Under New Labour, citizenship had been viewed quite differently and had been defined as a contract between the individual and the state and sustained through the former’s independence and self-responsibility. In this analysis, ethical goals such as distributive equity (including the redistribution of wealth), social well-being and sustainable lifestyles were not the responsibility of each individual, but the state and it was the duty of government to manipulate the framework to bring about the best outcomes.
New Labour by the end was blinkered and unwilling to hear any opposition. Research by the Joseph Rowntree Foundation suggesting the electorate saw UK society as too individualistic was largely ignored. Instead, the government breached some of the most sacred cows of modern socialism and imposed greater levels of surveillance, more sanctions and restrictions of civil rights and attacks on the most disadvantaged members of society.
In the end, New Labour was consigned to the garbage bin of history and Cameron and the Tories were elected. Significantly, the Tories failed to deliver on almost all of their election pledges – replacing them with some of the most austere measures this country has seen for a generation. A mass movement is building that is angry and determined to stand against the Tories and their allies, the Lib Dems. Most of this opposition is coming from people with little or no allegiance to the Labour Party.
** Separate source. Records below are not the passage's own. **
PR #3234, opened 2023-11-21
Update Actions to R4.2

mdietze:
Swaps the outdated R4.0 build to R4.2 to see if that version builds successfully -- was overdue and might get the GH Actions working again.

## Review Time Estimate

- [ ] Immediately
- [ ] Within one week
- [ ] When possible

## Types of changes

- [ ] Bug fix (non-breaking change which fixes an issue) 
- [ ] New feature (non-breaking change which adds functionality)
- [ ] Breaking change (fix or feature that would cause existing functionality to change)

## Checklist:

- [ ] My change requires a change to the documentation.
- [ ] My name is in the list of CITATION.cff
- [ ] I have updated the CHANGELOG.md.
- [ ] I have updated the documentation accordingly.
- [ ] I have read the **CONTRIBUTING** document.
- [ ] I have added tests to cover my changes.
- [ ] All new and existing tests passed.

PR #3235, opened 2023-11-22
Build more depends versions

infotroph:
## Description
* Adds builds of the depends image with R 4.2 and 4.3
* Adds the `patch` utility, which is needed to compile hdf5r on images (e.g. Rdevel) whose CRAN doesn't provide a precompiled binary version.

## Motivation and Context

Building the depends image for new versions of R is a necessary upstream step before using them in CI as proposed in #3234, and will facilitate local testing as well. Once this PR is merged and the `depends` workflow has run, the R 4.2 and 4.3 images will be available for other PRs to use.

I suspect we don't want to keep building 4 versions forever, but we can wait until the new versions are working before turning off any old ones.

## Review Time Estimate

- [ ] Immediately
- [ ] Within one week
- [ ] When possible

## Types of changes

## Checklist:


mdietze (approved):

mdietze:
@infotroph despite pulling this in, there's still not R4.2 and R4.3 versions of pecan/depends at https://hub.docker.com/r/pecan/depends/tags

infotroph:
@mdietze The build job that pushes to Docker Hub runs at midnight UTC daily -- looks like [yesterday's run](https://github.com/PecanProject/pecan/actions/runs/6964229201) was just before this merged, but hopefully today's run should pick it up.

Indeed, the majority have, for reasons mentioned above, good reason not to trust the Labour Party – some will feel let down, others will have no history of associating the party with radicalism and militancy.
The coming months will be critical - Labour could easily opt for continuing along the social democratic path laid out by Blair, Mandelson, Miliband and the rest of the ‘old school’. If they choose this route there is a probability Labour will not be in power for years. The bitterness it will leave amongst activists, coupled with the lack of trust for the leadership will guarantee the party remains on the opposition benches.
Alternatively, the Party can look inside itself and rediscover its socialist roots. It will require rigorous honesty and a willingness to accept the New Labour project was, in many respects, a mistake. More importantly, it will mean redefining the goals and philosophy that will drive the party forward. In this respect, the Labour Representation Committee will have a critical role in rebuilding the party. However, it will mean forming alliances with other socialist groups – something the hard left has historically been poor at. It will also mean developing a far more media friendly face to attract new supporters. In both thee areas the hard left has a long way to go.
It’s all very well marching alongside comrades at demonstrations, or applauding loudly at left-wing conferences, but we have to take things to a whole new level. We have to win the hearts and minds of the vast majority of party members and extend it to establish a major political force amongst the electorate.
No-one ever said the path to socialism would be easy.